Ein weiteres populäres Konzept modelliert Computer als Medium, welches Menschen vernetzt und somit unsere Raumzeit neu strukturiert. Diese von der Kommunikation ausgehende Vorstellung koppelte sich vor allem in den 1970er und 1980er Jahren an politisches Wunsch- und Schreckensdenken: die Utopie einer enthierarchisierten und damit qua dezentralisierter Kommunikationsstruktur gleichberechtigten Bürgergesellschaft versus Verlustszenarien des politischen Bewusstseins und Engagement durch Entgrenzung der privaten und öffentlichen Sphären.

 

Das Bündeln solcher Modelle, Attribuierungen und Visionen zu Konzepten von Computern und Computing ist rein analytischer, instrumenteller Natur und soll keineswegs eine solche feste Zuordnung im Diskurs oder bei einzelenen Denkern behaupten. Die jeweiligen Achsenausprägungen scheinen sich jedoch im Diskurs zu solchen Bündeln oder Gruppierungen zu verdichten.

 

Eine weitere Ausgangsbehauptung der Arbeit ist, dass diese Konzepte zum einen mit bestimmten technologischen Artefakten (Großrechner, Desktop-PC, Sensoren etc.) und zum anderen mit bestimmten disziplinären Paradigmen korrelieren (Virtual Reality, Expertensysteme, Ubiquitous Computing etc.). Die Konzepte varriieren mit der Zeit, entlang des technischen Marktes und gleichfalls mit kollektiven Habitualisierungen und Normalisierungsprozessen im Handeln mit Technik. Dieses Eintauchen in die Normalität der technisierten Lebenswelt wirkt auf den Diskurs zurück.

 

Gegenwärtig lässt sich ein solcher Wandel beobachten: Visionen, Szenarien und Forschungsprojekte rund um das Paradigma des Ubiquitous Computing sowie die weite Diversität heutiger Informationstechnologien (GPS, RFID-tags, smart environments, PDAs, smart phones etc.) lassen sich mit den hergebrachten Konzepten von Computern und Computing nicht mehr fassen. Möglicherweise lässt sich überhaupt nicht mehr von "dem" Computer im Singular sprechen.
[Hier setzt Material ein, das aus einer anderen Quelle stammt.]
PR #1411, opened 2024-12-04
Fix model strings for Llama 3 on Together AI

yifanmai:
The current model strings for Llama 3 are incorrect. This updates the model strings to match the current [Together AI documentation](https://docs.together.ai/docs/serverless-models).

### DIFF
--- a/src/unitxt/inference.py
+++ b/src/unitxt/inference.py
@@ -2739,8 +2739,8 @@ class CrossProviderInferenceEngine(InferenceEngine, StandardAPIParamsMixin):
             "granite-3-8b-instruct": "ibm/granite-3-8b-instruct",
         },
         "together-ai": {
-            "llama-3-8b-instruct": "together_ai/togethercomputer/llama-3-8b-instruct",
-            "llama-3-70b-instruct": "together_ai/togethercomputer/llama-3-70b-instruct",
+            "llama-3-8b-instruct": "together_ai/meta-llama/Llama-3-8b-chat-hf",
+            "llama-3-70b-instruct": "together_ai/meta-llama/Llama-3-70b-chat-hf",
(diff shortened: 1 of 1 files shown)


yifanmai:
Test failures seem to be due to `huggingface-cli login --token` failing and don't seem related to this PR.

yoavkatz (approved):

yoavkatz:
Yes. We don't accept merges from forks easily.  Do you know how do you configure GitHub to allow running action on forks (after review)?

yifanmai:
> Do you know how do you configure GitHub to allow running action on forks (after review)?

Unfortunately no. GitHub just doesn't allow using secrets with actions triggered by forks for security reasons. I ran into the same issue with HELM as well, and didn't have a good solution. I ended up disabling pull request actions that need secrets.

[Source](https://docs.github.com/en/actions/security-for-github-actions/security-guides/using-secrets-in-github-actions):

> With the exception of GITHUB_TOKEN, secrets are not passed to the runner when a workflow is triggered from a forked repository.

yoavkatz:
> > Do you know how do you configure GitHub to allow running action on forks (after review)?
> 
> Unfortunately no. GitHub just doesn't allow using secrets with actions triggered by forks for security reasons. I ran into the same issue with HELM as well, and didn't have a good solution. I ended up disabling pull request actions that need secrets.
> 
> [Source](https://docs.github.com/en/actions/security-for-github-actions/security-guides/using-secrets-in-github-actions):
> 
> > With the exception of GITHUB_TOKEN, secrets are not passed to the runner when a workflow is triggered from a forked repository.

Thanks.  I did not find that before, and  gpt4 hallucinated that that it is possible, but with instructions I could not recreate.  

Good to know.

PR #1437, opened 2024-12-14
metadata is set only once in recipe

dafnapension:


elronbandel (commented):
I remember there was a reason for that (unfortunately no test for that as It seems).

elronbandel (approved):
Great catch thanks!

Diese Feststellung ist einerseits überfällig, da spätestens mit der Ausbreitung der Informationstechnologien zum Massenphänomen die Spannbreite der Digitalität nur verkürzt mit einem Prototyp fassbar war, und selbst der Desktop-PC, als ein solcher Prototyp, von Beginn an mehr wie z.B. Kommunikationsapparat oder Rechenmaschine war. Andererseits scheint sich die digitale Druchdringung der Lebenswelt gegenwärtig enorm zu radikalisieren. Portable und wearbale Geräte machen hier nur den Anfang. Die Gesamtheit des Alltags soll, so zumindest die Vision des Ubqiutous Computing, durchdrungen werden mit Informationstechnologie.

 

Die Arbeit geht der diskursiven Konstitution von Computern und Computing exemplarisch nach. Ausgangsmaterial bilden einschlägige Schriften von Vilém Flusser, der sich verstärkt in den 1980er Jahren im europäischen Raum mit der Digitalisierung der Lebenswelt auseinandersetze. Seine weitläufigen, essayistischen Sprachspiele bieten einen reichen Fundus an Einschätzungen der damals noch neuen Technik und sind gleichzeitig symptomatisch für den Computerdiskurs dieser Zeit. Aus der Analyse Flussers wird ein Gerüst des Computer-Denkens entstehen, welches als Vergleichsfolie für eine Auseinandersetzung mit gegenwärtiger Computerphilosophie sowie Mark Weiser's Paradigma des Ubiquitous Computing dient.